Sebenarnya bagaimana jika menikahi wanita yang sedang hamil? Di dalam Kompilasi Hukum Islam (KHI), permasalahan ada dalam bab VIII (delapan) tentang Kawin Hamil pasal 53 dan 54. Pasal 53 ayat 1,2, dan 3 dijelaskan: (1) Seorang wanita hamil di luar nikah, dapat dikawinkan dengan pria yang telah menghamilinya; (2) Perkawinan dengan wanita hamil (pada ayat 1) dapat dilangsungkan tanpa menunggu kelahiran dari anaknya; dan (3) Dilangsungkannya perkawinan saat wanita hamil, tidak diperlukan perkawinan ulang setelah anaknya lahir. Jadi pada pasal 53 ini memang cukup jelas menjawab terkait perkawinan yang dilangsungkan ketika dalam kondisi hamil tidak perlu diulang dan pernikahannya tetap sah.
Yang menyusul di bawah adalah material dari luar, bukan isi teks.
PR #6460, opened 2024-09-09
feat(api): wip create post v2 workflow end point

djabarovgeorge:
### What changed? Why was the change needed?
POST /v2/workflows

Creates/update a new V1 Workflow DSL from the supplied V2 Workflow DSL

Adds `origin: 'novu' | 'external'` to Notification Template entity (which decides if during Preview & Execution, I need to call a Novu vs Customer hosted Bridge endpoint)
### Screenshots

<details>
<summary><strong>Expand for optional sections</strong></summary>

### Special notes for your reviewer

</details>

PR #6679, opened 2024-10-11
fix(api): Use the MongoId for stepId when fetching step controls

rifont:

* Use the MongoId for stepId when fetching step controls
  * Previously the user-provided `stepId` was used when fetching step controls. A recent [PR](https://github.com/novuhq/novu/pull/6460/files#diff-b09fec7e783cfcbe7c2a8edaf102bf9a95b1c8e58aa36f53c31a0e8d61aeb8ccL96) removed persistence of `stepId`, this caused `null` to always be returned when fetching step controls from the Dashboard, meaning that the default controls were always shown
* Remove redundant `controlSchema` property from `UpsertControlValues` use-case
  * Correspondingly, remove the `json-schema-defaults` package from API which is redundant - `@novu/framework` already generates the defaults
* Remove redundant `workflowId` and `stepId` properties from `ControlValuesEntity`

### Screenshots

https://github.com/user-attachments/assets/4916bc6e-a047-4ea0-9fb9-83f340a270a3

<details>

</details>

### DIFF
--- a/apps/api/package.json
+++ b/apps/api/package.json
@@ -71,7 +71,6 @@
     "helmet": "^6.0.1",
     "i18next": "^23.7.6",
     "ioredis": "5.3.2",
-    "json-schema-defaults": "^0.4.0",
     "jsonwebtoken": "9.0.0",
     "lodash": "^4.17.15",
     "nanoid": "^3.1.20",
--- a/apps/api/src/app/bridge/bridge.controller.ts
+++ b/apps/api/src/app/bridge/bridge.controller.ts
@@ -174,12 +174,17 @@ export class BridgeController {
     if (!workflowExist) {
       throw new NotFoundException('Workflow not found');
     }
+    const step = workflowExist?.steps.find((item) => item.stepId === stepId);
+
+    if (!step || !step._id) {
+      throw new NotFoundException('Step not found');
+    }
 
     const result = await this.controlValuesRepository.findOne({
       _environmentId: user.environmentId,
       _organizationId: user.organizationId,
       _workflowId: workflowExist._id,
-      stepId,
+      _stepId: step._id,
       level: ControlVariablesLevelEnum.STEP_CONTROLS,
     });
 
--- a/apps/api/src/app/bridge/usecases/store-control-variables/store-control-variables.usecase.ts
+++ b/apps/api/src/app/bridge/usecases/store-control-variables/store-control-variables.usecase.ts
@@ -1,10 +1,7 @@
-import { Injectable } from '@nestjs/common';
-import defaults from 'json-schema-defaults';
-
+import { Injectable, NotFoundException } from '@nestjs/common';
 import { NotificationTemplateRepository } from '@novu/dal';
-import { JsonSchema } from '@novu/framework';
 
-import { ApiException, UpsertControlValuesCommand, UpsertControlValuesUseCase } from '@novu/application-generic';
+import { UpsertControlValuesCommand, UpsertControlValuesUseCase } from '@novu/application-generic';
 import { StoreControlVariablesCommand } from './store-control-variables.command';
 
 @Injectable()
@@ -21,19 +18,14 @@ export class StoreControlVariablesUseCase {
     );
 
     if (!workflowExist) {
-      throw new ApiException('Workflow not found');
+      throw new NotFoundException('Workflow not found');
     }
 
     const step = workflowExist?.steps.find((item) => item.stepId === command.stepId);
 
     if (!step || !step._id) {
-      throw new ApiException('Step not found');
+      throw new NotFoundException('Step not found');
     }
-
-    const stepDefaultControls = defaults(
-      (step.template as any)?.controls?.schema || (step.template as any)?.inputs?.schema,
-      {}
-    ) as JsonSchema;
 
     return await this.upsertControlValuesUseCase.execute(
       UpsertControlValuesCommand.create({
@@ -42,7 +34,6 @@ export class StoreControlVariablesUseCase {
         notificationStepEntity: step,
         workflowId: workflowExist._id,
         newControlValues: command.variables,
-        controlSchemas: { schema: stepDefaultControls },
       })
     );
   }
--- a/libs/application-generic/src/usecases/upsert-control-values/index.ts
+++ b/libs/application-generic/src/usecases/upsert-control-values/index.ts
@@ -1,2 +1,2 @@
-export * from './upsert-control-values-command';
-export * from './upsert-control-values-use-case';
+export * from './upsert-control-values.command';
+export * from './upsert-control-values.usecase';
--- a/libs/application-generic/src/usecases/upsert-control-values/upsert-control-values.command.ts
+++ b/libs/application-generic/src/usecases/upsert-control-values/upsert-control-values.command.ts
@@ -1,9 +1,8 @@
 import { IsNotEmpty, IsObject, IsOptional, IsString } from 'class-validator';
-import { JsonSchema } from '@novu/framework';
 import { NotificationStepEntity } from '@novu/dal';
-import { OrganizationLevelCommand } from '../../commands';
+import { EnvironmentCommand } from '../../commands';
 
-export class UpsertControlValuesCommand extends OrganizationLevelCommand {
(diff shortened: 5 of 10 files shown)


libs/dal/src/repositories/control-variables/controlValuesEntity.ts
```diff
@@ -12,6 +12,4 @@ export class ControlValuesEntity {
   controls: Record<string, unknown>;
   _workflowId: string;
   _stepId: string;
-  workflowId: string;
-  stepId: string;
```
rifont, line 16: These are no longer used.

libs/application-generic/src/usecases/upsert-control-values/upsert-control-values.command.ts
```diff
@@ -14,7 +13,4 @@ export class UpsertControlValuesCommand extends OrganizationLevelCommand {
   @IsObject()
   @IsOptional()
   newControlValues?: Record<string, unknown>;
-
-  @IsObject()
-  controlSchemas: { schema: JsonSchema };
```
rifont, line 19: This was never used. Cleaning up.

libs/application-generic/src/usecases/upsert-control-values/upsert-control-values.command.ts
```diff
@@ -1,9 +1,8 @@
 import { IsNotEmpty, IsObject, IsOptional, IsString } from 'class-validator';
-import { JsonSchema } from '@novu/framework';
 import { NotificationStepEntity } from '@novu/dal';
-import { OrganizationLevelCommand } from '../../commands';
+import { EnvironmentCommand } from '../../commands';
 
-export class UpsertControlValuesCommand extends OrganizationLevelCommand {
+export class UpsertControlValuesCommand extends EnvironmentCommand {
```
rifont, line 5: The incorrect base command was used here, which resulted in `environmentId` being an optional type when it should have been required.

libs/application-generic/src/usecases/upsert-control-values/index.ts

Setelah penjabaran dari KHI diatas, lalu bagaimana pandangan dari para ulama mahzab? Dari madzhab Hanafi mengungkapkan boleh menikahi wanita tersebut dengan syarat tidak boleh melakukan wathi’ (disetubuhi) sampai melahirkan.Â
Pendapat Madzhab Maliki menyatakan tidak sah sehingga kandungannya lahir disamakan dengan wanita hamil yang menjalani masa iddah karena ditinggal mati suaminya. Kemudian, Mahzab Syafi’î sendiri menyatakan perkawinan tersebut sah baik yang mengawini laki-laki yang menghamili atau orang lain dengan alasan anak yang dikandung wanita tersebut tidak mempunyai hubungan nasab dengan siapapun.
Cara Yang Dilakukan untuk Menghindari Perceraian
- Senantiasa menjaga komunikasi yang baik dengan pasangan
- Apabila terjadi perselisihan, diusahakan menyelesaikannya dengan baik-baik dan masing-masing harus lebih bersabar terhadap pasangan
- Menghindari segala hal yang dapat menyakiti pasangan
- Senantiasa berdoa dan berserah diri kepada Allah serta memohon pertolongan dan petunjuk-Nya untuk dipermudah dalam penyelesaian masalah yang terjadi dalam rumah tangga
- Dan lain sebagainya
Hasil Review Book
Buku karya Aulia Muthiah yang berjudul Hukum Islam Dinamika Seputar Hukum Keluarga berisi pembahasan tentang hukum perkawinan; hukum kewarisan; harta kekayaan dalam perkawinan; wasiat; dan hibah yang berlandaskan kepada pendapat para fuqaha dan dipadukan peraturan yang ada di dalam Kompilasi Hukum Islam (KHI).Â
Hukum Islam mempunyai artu yang sangat luas, ia bersumber dari Al-Qur’an; As-Sunnah; dan ijtihad, bertujuan untuk kemaslahatan hidup manusia baik rohani maupun jasmai, dan individual maupun sosial. Kemudian munculnya ide KHI sebagai hukum positif yang ada di Indonesia, sumber utamanya dari Al-Qur’an dan Sunnah yang memuat berbagai ajaran dasar sebagai pedoman hidup manusia.
Hukum Islam telah mengatur segala aspek dalam kehidupan manusia, hukum Islam yang bersifat solutif berarti ia mampu memberikan solusi-solusi untuk penyelesaian permasalahan yang terjadi di tengah-tengah masyarakat, termasuk didalamnya ada perkawinan; kewarisan; wasiat; hibah; dan lain sebagainya. Dengan membaca dan memahami buku ini menambah wawasan saya terkait hal-hal diatas, terutama bisa menjadi bahan referensi dalam penyelesaian permasalahan kasus hukum yang ada kaitannya dengan perkawinan atau kewarisan yang berlandaskan aturan Islam.